We would usually expect that to be either multi-member First Past The Post (‘Approval Voting’ on Choice Voting) or Single Transferable Vote (‘Electoral Reform Society 97 STV’ on Choice Voting). CLPs should not be devising new voting systems of their own.
We advise that wherever possible nominations are taken by email in advance of the meeting to allow the ballot to be set up before the meeting. Any such email nominations would only be valid if the member making the nomination is in attendance at the subsequent meeting. Should there be fewer nominations than, or an equal number to, the total positions available, there is no need to progress to a ballot.
The Labour Party recently agreed a settlement with seven former members of staff who appeared on an edition of the BBC’s Panorama programme, as well as with the journalist who hosted that programme. Those settlements included an unreserved apology and a withdrawal of the allegations previously made by the Party about those individuals. The withdrawal and apology are binding on the party and any motions which seek to undermine or contradict them will create a risk of further legal proceedings for both the national party and local parties. As such, motions relating to these settlements and the circumstances behind them are not competent business for discussion by local parties.
CLP officers have an important responsibility to ensure that they and other members conduct themselves in a respectful and comradely manner. We therefore take this opportunity to reiterate to local Labour Parties and officers that they should be aware of the potential liabilities to them should the allegations that have now been withdrawn by the national party be repeated.

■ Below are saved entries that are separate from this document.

PR #3832, opened 2021-10-15
Fixes from bugbashing

inlined:
Fix branch for issues found during bug bashes:

1. Issues in `firebase functions:delete` are generic => Don't catch some errors (maybe shouldn't catch any) because the generic catchall error message is unhelpful
2. `firebase functions:delete` wasn't deleting functions => Add deploymentTool labels to `functionFromEndpoint`. Add option in deployment planner to delete all functions irrespective of deployment tool (for `firebase functions:delete`)
3. URLs aren't printed at the end of a deploy => Record the URI into the endpoint after deploying a function (I did this before... I must have lost it in a git rebase?)
4. Fix the extra space before "creating" "updating" or "deleting" functions
5. Don't cache trigger region if the trigger changes (e.g. new bucket)
6. firebase functions:list should list the function ID not the entrypoint
7. Logs for enabling APIs when using functions should use the prefix "functions", not the API name
8. Start copying the trigger region from the GCF API. Delete and recreate the function on update if the region changes.

### DIFF
--- a/src/commands/functions-delete.ts
+++ b/src/commands/functions-delete.ts
@@ -46,11 +46,10 @@ export default new Command("functions:delete [filters...]")
     if (options.region) {
       existingBackend.endpoints = { [options.region]: existingBackend.endpoints[options.region] };
     }
-    const plan = planner.createDeploymentPlan(
-      /* want= */ backend.empty(),
-      existingBackend,
-      context.filters
-    );
+    const plan = planner.createDeploymentPlan(/* want= */ backend.empty(), existingBackend, {
+      filters: context.filters,
+      deleteAll: true,
+    });
     const allEpToDelete = Object.values(plan)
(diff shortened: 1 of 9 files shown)


src/commands/functions-delete.ts
```diff
@@ -36,60 +36,57 @@ export default new Command("functions:delete [filters...]")
       filters: filters.map((f) => f.split(".")),
     };
 
-    try {
-      const [config, existingBackend] = await Promise.all([
-        functionsConfig.getFirebaseConfig(options),
-        backend.existingBackend(context),
-      ]);
-      await backend.checkAvailability(context, /* want=*/ backend.empty());
-      const appEngineLocation = functionsConfig.getAppEngineLocation(config);
```
inlined, line 45: Real diff: Moved everything before the fabricator call out of the `try` block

Equality and Human Rights Commission (EHRC) report
On Monday 13 July 2020 the party announced that it had received the EHRC’s draft report into allegations of antisemitism in the Labour Party. This draft report has been provided to the party by the EHRC on a confidential basis as part of its investigation.
When we are able to provide more information about the EHRC’s report we will do so. Until that time speculation as to the contents of the report is not helpful. It is therefore not competent business for CLPs to discuss.
IHRA definition of antisemitism
We are aware that some CLPs and branches have had motions tabled to “repudiate” the International Holocaust Remembrance Alliance (IHRA) definition of antisemitism. The IHRA definition of antisemitism and its examples was properly adopted by the Labour Party in September 2018. CLPs and branches have no powers to overturn this decision. Furthermore, such motions undermine the Labour Party’s ability to tackle racism. Any such motions are therefore not competent business for CLPs or branches.
As per the previous general secretary’s instruction, any discussion about ongoing disciplinary cases remains prohibited.